======== Extracted material ========

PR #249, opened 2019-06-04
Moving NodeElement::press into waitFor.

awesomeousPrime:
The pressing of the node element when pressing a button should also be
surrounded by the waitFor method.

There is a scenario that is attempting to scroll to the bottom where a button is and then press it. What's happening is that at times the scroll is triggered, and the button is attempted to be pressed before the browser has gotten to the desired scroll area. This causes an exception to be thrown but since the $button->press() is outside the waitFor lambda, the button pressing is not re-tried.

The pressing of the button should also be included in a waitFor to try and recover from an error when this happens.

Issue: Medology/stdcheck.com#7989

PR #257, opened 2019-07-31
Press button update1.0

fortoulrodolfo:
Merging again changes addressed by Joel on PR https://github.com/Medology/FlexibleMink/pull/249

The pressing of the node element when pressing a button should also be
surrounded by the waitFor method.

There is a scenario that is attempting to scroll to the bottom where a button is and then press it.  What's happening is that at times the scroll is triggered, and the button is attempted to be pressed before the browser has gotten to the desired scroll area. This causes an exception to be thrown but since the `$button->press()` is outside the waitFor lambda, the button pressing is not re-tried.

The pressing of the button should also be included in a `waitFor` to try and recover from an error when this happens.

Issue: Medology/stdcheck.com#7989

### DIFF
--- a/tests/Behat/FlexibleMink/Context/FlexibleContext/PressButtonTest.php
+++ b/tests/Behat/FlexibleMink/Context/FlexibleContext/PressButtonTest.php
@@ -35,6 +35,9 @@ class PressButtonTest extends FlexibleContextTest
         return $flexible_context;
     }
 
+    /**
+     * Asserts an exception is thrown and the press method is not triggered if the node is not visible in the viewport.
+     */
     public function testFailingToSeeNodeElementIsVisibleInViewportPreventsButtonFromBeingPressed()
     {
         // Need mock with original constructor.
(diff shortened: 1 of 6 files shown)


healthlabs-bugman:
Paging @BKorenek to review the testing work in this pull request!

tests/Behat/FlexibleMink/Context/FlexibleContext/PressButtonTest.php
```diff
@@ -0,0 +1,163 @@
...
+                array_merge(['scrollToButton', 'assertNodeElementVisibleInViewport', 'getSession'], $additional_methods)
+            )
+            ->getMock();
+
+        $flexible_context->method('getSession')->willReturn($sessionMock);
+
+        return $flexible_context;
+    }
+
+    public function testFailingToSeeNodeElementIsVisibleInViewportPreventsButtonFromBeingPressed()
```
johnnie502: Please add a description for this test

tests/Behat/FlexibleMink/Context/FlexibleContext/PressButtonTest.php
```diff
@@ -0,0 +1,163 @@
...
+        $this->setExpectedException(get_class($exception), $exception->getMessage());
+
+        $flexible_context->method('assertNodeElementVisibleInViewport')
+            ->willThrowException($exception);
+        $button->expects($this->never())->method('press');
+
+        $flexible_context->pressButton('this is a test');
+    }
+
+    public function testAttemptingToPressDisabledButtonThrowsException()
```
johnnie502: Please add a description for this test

========
======== Extracted material ========

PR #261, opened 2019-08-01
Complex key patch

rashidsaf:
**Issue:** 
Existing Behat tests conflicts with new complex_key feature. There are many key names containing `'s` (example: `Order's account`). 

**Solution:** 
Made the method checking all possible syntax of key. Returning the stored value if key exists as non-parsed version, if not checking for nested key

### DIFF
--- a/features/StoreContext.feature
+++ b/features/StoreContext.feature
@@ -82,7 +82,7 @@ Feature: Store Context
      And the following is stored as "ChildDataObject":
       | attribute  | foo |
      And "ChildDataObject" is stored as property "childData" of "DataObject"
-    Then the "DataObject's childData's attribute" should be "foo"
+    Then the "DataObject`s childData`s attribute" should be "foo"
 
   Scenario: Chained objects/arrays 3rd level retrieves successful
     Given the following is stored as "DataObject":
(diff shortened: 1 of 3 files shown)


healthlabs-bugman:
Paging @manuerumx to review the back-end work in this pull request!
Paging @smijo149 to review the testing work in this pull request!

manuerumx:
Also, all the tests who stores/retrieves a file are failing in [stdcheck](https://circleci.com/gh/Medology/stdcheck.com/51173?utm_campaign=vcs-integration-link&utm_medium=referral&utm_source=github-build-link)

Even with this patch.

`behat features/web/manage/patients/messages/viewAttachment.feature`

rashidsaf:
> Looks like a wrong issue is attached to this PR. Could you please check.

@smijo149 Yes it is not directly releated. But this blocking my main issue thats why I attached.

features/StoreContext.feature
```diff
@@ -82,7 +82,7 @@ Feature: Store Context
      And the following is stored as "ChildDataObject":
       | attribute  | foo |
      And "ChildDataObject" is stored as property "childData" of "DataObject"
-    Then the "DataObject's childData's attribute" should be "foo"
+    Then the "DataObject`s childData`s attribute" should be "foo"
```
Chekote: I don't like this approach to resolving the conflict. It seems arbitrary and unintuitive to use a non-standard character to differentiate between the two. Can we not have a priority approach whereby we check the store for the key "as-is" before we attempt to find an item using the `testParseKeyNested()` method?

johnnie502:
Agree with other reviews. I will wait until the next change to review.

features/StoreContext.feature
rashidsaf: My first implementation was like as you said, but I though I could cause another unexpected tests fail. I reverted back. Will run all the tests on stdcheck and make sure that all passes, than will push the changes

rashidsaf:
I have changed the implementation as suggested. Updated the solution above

========

**Problem statement:** Looking at the data above, show all lines where the word "error" occurs.

**Exercise solution:**
The pressing of the button should also be included in a waitFor to try and recover from an error when this happens.
The pressing of the button should also be included in a `waitFor` to try and recover from an error when this happens.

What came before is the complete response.